I hope my intent in this post is clearer then it was in the last post.

P.S. Thanks perrin & CMonster.

Replies are listed 'Best First'.
Re: How do I read POST data that is not encoded, and was submitted without a parameter name
by robin (Chaplain) on Dec 14, 2001 at 23:35 UTC
    This question seems to have generated a lot of confusion, so I'm going to go into more detail than might seem necessary.

    In a way, the problem is historical. When Tim Berners-Lee first introduced the WWW, he included a facility for making queries of a remote index. (Remember the <isindex> tag?) In fact, you can see from the first announcement that the index facility was there right from the start.

    The way it worked was that if you went to a page with an <isindex> tag, a text box would appear into which you could type a list of keywords. When you type "something" in and submit it, the browser requests the same URL with ?something appended to it. If there are several keywords, they are separated by + signs.

    As the web grew, features were added to the software and the protocols. By 1992, the protocol which would become HTTP/1.0 existed in outline. A POST method was introduced, and various uses were envisaged for it. Forms were proposed in 1993 in Dave Raggett's HTML+ proposal, with the idea of using foo=bar&baz=quux in the query string as a way of encoding the form data. He also mentions the possibility of encoding the form data in other ways, and sending it in the body of the request.

    Fill-out forms were introduced in Mosaic 2.0 which supported POST requests, but only with the application/x-www-form-urlencoded encoding.

    Early web servers provided custom mechanisms for supporting searchable indexes and (later) fill-out forms. At the end of 1993, the Common Gateway Interface (CGI) was introduced, and implemented in NCSA httpd 1.0. The CGI hasn't changed very much since then either. The basic idea of the gateway interface is that an interface between the web and some other system can be created by writing an ordinary Unix program, which is associated with a URL. Information about the request is passed in environment variables, and the body of the request can be read from standard input. The result document is simply printed to standard output, preceded by a handful of headers.

    So by the end of 1993 we had NCSA Mosaic with its support for fill-out forms, and we had the NCSA httpd with its support for the CGI. It was a powerful combination, and in my opinion it was that combination which propelled Perl to stardom. Perl was already installed on a lot of Unix systems because it was useful for automating system administration tasks, and it very quickly became the language of choice for writing CGI programs, because of its powerful text processing capabilities.

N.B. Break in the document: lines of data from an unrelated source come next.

Issue #2008, opened 2017-12-21
Make shipping_method.zones work correctly


sauloperez:
https://github.com/openfoodfoundation/openfoodnetwork/pull/1627/files

- [ ] Document EnterpriseHelper#available_shipping_methods
- [ ] Document EnterpriseHelper#available_payment_methods

luisramos0:
The first step was to remove within zone as in #1627 . I do that with new #2652 

I dont think I understand the checklist above:
- Document EnterpriseHelper#available_shipping_methods
- Document EnterpriseHelper#available_payment_methods

There are two parts to this:
- I don't think filtering shipping methods by zone will be done in EnterpriseHelper (this will filter methods by enterprise), spree must be doing it somewhere
- make sure the original customization works (if it is supposed to work)
       - do shipping methods need to appear before shipping address is selected?         
       - if so, make sure that is working after the upgrade

sauloperez:
I don't understand the checklist either :trollface: I guess these methods were not clear to me.

sigmundpetersen:
I don't know if this one should have been closed, but the connected PRs were merged. @luisramos0 could you reopen and put it were it belongs if it's not to be closed?

luisramos0:
The simple approach is to keep this open until we:

make sure the original customization works (if it is supposed to work)
- do shipping methods need to appear before shipping address is selected?
- if so, make sure that is working after the upgrade

luisramos0:
@sigmundpetersen 👍 removing myself from the assignee as this can be taken by anyone at some point in the future.

luisramos0:
one of the things we need to do regarding shipping_method zones is to always pass zone tests on pickup shipping_methods.

One of the zone validations done on shipping_methods is in shipphing_method.include?
We can decorate this method with something like this:

app/models/spree/shipping_method_decorator.rb

```
+  def include_with_pickup?(address)
+    return true unless require_ship_address
+    include_without_pickup?(address)
+  end
+  alias_method_chain :include?, :pickup
```

sauloperez:
We purposefully wanted to get rid of this kind of metaprogramming as it's not explicit and it goes out of hand real soon. That's why we started refactoring our customizations with extension hooks like https://github.com/openfoodfoundation/spree/pull/6

luisramos0:
fair enough, are you giving this one it a try with hooks?

[...]

PR #2652, opened 2018-09-06
[Spree 2 Upgrade] Removed unused shipping_method.within_zone, customization not needed

luisramos0:
#### What? Why?

This is the same as PR #1627 but now against the spree upgrade branch 2-0-stable.

Part of #2008 

We need to remove this customization in shipping_method.
This was verifying if a shipping_method is within the zone of the address selected. This is not done here in spree 2.
Next step is to clarify and fix:
- where this is done in spree 2 by default
- where will that be done in ofn2 (including ofn customization/filtering of methods per enterprise)

#### What should we test?
Cant be tested right now.

Part of adapting to the new multi shipments of spree 2. See issue and its epic.

### DIFF
--- a/app/models/spree/shipping_method_decorator.rb
+++ b/app/models/spree/shipping_method_decorator.rb
@@ -42,14 +42,6 @@ Spree::ShippingMethod.class_eval do
     ]
   end
 
-  def within_zone?(order)
-    if order.ship_address
-      zone && zone.include?(order.ship_address)
-    else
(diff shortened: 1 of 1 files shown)


luisramos0:
Yeah, I understand that @mkllnk ! I think in this specific case of the upgrade, we are better off removing wrong code and having a list of things to fix in the end. In this case, the issue 2008 is not being close, but this removal is certainly correct. Thanks :+1:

    But of course Mosaic (and later Netscape 1.0) only supported the application/x-www-form-urlencoded encoding for POST requests, so that was the important thing to deal with. Later on (in Netscape 1.1) a file upload feature was added, which uses a different MIME-like encoding called multipart/form-data. To this day, those two encodings are the only ones mentioned in the HTML specification in the context of form submission.

    Now that XML is becoming firmly established as the data transfer format of choice, people are starting to transfer XML directly over HTTP. This document discusses different ways of achieving that, and recommends that the XML data be sent directly in the request body using the application/xml content type. SOAP can also be sent in HTTP, and the spec says that requests should be sent as HTTP requests using the text/xml media type.

    So, sending XML data in an HTTP POST request is perfectly legal HTTP, and it is supported by the Common Gateway Interface. It's also the recommended way of transferring XML data over HTTP. The only problem is that it's not directly supported by CGI client libraries such as CGI.pm. That doesn't mean that you necessarily shouldn't use CGI.pm in such an application - the methods that it provides for generating responses might be useful, for example - but you can't expect it to decode the data for you. On the other hand, there are plenty of good modules for dealing with XML data, and this is just XML data after all. Check out the Perl-xml mailing list and the many XML modules on CPAN.

    I hope this makes the situation slightly clearer.

Re: How do I read POST data that is not encoded, and was submitted without a parameter name
by sevensven (Pilgrim) on Dec 15, 2001 at 00:20 UTC

    Great post Robin, thanks for the memory lane ;^)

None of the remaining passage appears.